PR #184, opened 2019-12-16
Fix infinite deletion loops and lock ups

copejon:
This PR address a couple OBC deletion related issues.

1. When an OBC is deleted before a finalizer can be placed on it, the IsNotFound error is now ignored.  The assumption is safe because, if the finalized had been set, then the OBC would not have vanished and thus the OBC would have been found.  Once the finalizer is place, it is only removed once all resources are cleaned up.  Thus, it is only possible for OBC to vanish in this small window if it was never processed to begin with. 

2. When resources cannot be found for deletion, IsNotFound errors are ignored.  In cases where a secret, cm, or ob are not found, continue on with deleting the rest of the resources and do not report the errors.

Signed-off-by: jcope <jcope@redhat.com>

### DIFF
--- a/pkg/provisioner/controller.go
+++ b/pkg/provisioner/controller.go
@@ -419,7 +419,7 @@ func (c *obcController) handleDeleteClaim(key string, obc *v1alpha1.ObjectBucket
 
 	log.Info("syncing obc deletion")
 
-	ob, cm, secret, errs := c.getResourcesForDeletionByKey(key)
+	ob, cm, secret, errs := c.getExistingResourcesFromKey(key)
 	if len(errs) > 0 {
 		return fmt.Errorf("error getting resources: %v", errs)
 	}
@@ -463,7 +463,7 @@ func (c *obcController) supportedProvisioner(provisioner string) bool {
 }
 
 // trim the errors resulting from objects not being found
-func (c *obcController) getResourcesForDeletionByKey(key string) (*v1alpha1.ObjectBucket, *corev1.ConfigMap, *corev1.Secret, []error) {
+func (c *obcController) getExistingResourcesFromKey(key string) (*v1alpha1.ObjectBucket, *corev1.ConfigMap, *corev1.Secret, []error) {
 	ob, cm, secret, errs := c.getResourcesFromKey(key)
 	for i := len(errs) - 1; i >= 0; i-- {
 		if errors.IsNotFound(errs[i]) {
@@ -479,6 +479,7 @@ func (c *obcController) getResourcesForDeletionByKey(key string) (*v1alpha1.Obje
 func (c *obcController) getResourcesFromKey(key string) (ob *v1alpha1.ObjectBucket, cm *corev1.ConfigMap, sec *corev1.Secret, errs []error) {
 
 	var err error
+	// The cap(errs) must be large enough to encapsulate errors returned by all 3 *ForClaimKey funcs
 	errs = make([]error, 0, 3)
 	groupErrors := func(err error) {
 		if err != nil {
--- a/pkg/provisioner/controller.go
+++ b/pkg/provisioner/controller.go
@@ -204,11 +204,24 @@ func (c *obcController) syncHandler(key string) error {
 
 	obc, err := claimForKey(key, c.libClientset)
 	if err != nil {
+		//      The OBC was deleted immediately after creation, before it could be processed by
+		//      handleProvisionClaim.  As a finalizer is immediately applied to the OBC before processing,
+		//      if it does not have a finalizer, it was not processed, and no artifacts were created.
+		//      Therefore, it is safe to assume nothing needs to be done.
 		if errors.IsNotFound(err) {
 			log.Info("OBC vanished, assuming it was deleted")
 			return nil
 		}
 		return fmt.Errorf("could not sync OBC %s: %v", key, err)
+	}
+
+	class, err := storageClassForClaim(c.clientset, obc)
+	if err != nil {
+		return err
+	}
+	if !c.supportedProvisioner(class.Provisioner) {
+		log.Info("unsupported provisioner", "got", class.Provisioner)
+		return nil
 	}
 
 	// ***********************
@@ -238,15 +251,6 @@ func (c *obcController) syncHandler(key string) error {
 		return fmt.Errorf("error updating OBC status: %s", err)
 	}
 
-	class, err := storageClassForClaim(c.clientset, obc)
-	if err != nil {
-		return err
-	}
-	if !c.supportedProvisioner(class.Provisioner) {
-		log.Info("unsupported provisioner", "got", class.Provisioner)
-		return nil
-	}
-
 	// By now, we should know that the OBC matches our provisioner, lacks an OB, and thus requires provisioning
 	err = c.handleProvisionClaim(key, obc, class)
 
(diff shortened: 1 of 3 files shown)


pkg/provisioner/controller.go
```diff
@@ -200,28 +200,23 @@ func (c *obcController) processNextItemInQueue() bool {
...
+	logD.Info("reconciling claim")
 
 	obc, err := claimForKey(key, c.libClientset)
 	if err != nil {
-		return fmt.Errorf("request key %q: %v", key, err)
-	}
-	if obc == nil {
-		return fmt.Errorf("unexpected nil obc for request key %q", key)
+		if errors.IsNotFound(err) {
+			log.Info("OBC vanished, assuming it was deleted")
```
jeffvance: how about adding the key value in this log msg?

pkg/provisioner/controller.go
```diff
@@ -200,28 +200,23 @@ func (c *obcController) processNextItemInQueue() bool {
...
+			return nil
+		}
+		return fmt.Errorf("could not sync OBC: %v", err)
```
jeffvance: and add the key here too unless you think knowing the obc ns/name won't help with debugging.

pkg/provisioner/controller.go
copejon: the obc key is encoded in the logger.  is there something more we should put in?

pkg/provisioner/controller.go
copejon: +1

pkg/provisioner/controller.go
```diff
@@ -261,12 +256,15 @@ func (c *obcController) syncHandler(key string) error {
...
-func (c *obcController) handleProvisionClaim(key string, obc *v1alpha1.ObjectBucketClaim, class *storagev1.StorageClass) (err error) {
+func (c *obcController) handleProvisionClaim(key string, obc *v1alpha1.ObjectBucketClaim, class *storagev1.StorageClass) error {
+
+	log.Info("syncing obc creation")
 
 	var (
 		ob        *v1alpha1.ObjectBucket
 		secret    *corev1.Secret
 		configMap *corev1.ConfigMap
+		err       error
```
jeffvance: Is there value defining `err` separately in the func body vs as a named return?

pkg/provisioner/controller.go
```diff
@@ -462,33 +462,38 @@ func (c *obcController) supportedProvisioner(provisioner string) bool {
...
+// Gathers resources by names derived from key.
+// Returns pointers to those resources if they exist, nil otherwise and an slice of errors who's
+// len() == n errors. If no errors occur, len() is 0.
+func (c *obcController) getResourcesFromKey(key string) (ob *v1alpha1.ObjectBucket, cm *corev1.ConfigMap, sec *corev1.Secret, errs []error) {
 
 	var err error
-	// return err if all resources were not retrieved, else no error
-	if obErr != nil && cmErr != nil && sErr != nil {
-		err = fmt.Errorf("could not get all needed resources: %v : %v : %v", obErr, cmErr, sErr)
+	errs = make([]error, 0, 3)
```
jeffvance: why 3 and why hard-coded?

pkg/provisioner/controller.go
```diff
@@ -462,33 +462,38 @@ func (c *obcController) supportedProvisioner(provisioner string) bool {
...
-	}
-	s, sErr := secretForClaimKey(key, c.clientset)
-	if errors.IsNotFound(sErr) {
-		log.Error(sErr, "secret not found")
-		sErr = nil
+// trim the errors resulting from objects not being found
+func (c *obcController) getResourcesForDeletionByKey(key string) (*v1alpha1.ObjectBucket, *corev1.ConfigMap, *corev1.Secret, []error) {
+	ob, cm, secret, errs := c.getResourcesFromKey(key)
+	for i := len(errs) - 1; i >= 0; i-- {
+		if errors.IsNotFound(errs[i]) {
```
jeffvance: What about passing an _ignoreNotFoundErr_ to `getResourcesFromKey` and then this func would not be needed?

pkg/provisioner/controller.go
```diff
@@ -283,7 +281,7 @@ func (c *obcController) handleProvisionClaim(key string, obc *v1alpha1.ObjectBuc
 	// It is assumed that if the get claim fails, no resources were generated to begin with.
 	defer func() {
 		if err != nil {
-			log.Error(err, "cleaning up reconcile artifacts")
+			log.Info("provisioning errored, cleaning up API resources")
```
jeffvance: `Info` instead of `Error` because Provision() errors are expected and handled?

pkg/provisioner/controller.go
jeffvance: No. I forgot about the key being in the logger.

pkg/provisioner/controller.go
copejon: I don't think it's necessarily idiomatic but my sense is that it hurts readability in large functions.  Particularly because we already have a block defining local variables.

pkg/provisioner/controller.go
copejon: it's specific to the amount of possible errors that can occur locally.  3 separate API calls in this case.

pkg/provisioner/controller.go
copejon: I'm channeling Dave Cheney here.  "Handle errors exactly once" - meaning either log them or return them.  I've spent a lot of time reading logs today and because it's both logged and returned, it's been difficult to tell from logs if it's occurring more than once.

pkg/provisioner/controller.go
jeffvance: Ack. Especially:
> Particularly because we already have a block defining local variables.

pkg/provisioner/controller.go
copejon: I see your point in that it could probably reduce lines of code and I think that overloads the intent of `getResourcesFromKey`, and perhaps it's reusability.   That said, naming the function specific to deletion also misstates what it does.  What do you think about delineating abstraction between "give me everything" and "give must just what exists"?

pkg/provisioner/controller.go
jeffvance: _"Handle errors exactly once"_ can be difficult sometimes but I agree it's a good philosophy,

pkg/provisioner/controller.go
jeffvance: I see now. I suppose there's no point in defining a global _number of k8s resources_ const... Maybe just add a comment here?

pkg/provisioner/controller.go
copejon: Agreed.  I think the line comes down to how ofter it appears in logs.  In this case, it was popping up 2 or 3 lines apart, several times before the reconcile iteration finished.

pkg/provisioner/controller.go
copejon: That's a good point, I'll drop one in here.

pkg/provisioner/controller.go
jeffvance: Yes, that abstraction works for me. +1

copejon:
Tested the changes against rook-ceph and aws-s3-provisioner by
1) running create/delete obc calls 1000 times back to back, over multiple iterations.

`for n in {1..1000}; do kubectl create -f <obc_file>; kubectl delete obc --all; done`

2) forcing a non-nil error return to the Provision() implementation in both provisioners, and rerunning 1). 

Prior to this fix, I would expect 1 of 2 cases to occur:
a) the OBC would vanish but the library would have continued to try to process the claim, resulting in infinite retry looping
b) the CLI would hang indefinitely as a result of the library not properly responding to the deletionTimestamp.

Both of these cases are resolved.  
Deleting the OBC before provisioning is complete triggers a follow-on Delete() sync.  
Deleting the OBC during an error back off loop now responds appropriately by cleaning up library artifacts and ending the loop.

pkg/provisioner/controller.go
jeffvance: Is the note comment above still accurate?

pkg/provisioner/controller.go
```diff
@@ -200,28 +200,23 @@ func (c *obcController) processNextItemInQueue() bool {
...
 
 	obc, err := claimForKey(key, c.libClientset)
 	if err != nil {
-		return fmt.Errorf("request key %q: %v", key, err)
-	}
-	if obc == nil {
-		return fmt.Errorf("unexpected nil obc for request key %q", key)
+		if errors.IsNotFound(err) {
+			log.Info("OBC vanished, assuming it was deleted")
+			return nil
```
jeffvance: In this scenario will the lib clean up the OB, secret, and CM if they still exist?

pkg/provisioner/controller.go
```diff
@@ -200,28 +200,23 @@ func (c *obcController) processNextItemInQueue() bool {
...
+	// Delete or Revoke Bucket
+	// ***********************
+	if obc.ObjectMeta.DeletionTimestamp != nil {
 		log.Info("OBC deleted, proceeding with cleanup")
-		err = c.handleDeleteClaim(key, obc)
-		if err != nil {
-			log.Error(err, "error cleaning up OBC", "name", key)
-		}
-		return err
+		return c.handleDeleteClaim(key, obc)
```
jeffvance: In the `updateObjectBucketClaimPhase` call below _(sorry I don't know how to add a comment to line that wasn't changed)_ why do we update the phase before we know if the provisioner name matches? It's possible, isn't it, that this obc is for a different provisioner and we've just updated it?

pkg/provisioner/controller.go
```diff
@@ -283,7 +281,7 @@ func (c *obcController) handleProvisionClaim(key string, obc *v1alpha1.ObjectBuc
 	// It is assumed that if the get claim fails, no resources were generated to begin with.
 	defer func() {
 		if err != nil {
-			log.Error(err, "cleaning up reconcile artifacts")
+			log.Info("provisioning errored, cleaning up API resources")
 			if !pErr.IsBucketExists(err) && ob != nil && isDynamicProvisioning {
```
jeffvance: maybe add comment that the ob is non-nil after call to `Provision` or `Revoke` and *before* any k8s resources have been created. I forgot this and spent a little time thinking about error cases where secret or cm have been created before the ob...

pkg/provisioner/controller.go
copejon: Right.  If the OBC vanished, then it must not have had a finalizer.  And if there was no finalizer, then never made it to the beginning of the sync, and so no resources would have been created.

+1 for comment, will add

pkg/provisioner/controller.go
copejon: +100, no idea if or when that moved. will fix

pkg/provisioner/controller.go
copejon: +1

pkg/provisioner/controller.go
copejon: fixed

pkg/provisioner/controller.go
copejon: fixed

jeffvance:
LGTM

* [Exercise requirements]: Each line that holds the word "library" should be extracted from the records.

* [Answer section]:
a) the OBC would vanish but the library would have continued to try to process the claim, resulting in infinite retry looping
b) the CLI would hang indefinitely as a result of the library not properly responding to the deletionTimestamp.
Deleting the OBC during an error back off loop now responds appropriately by cleaning up library artifacts and ending the loop.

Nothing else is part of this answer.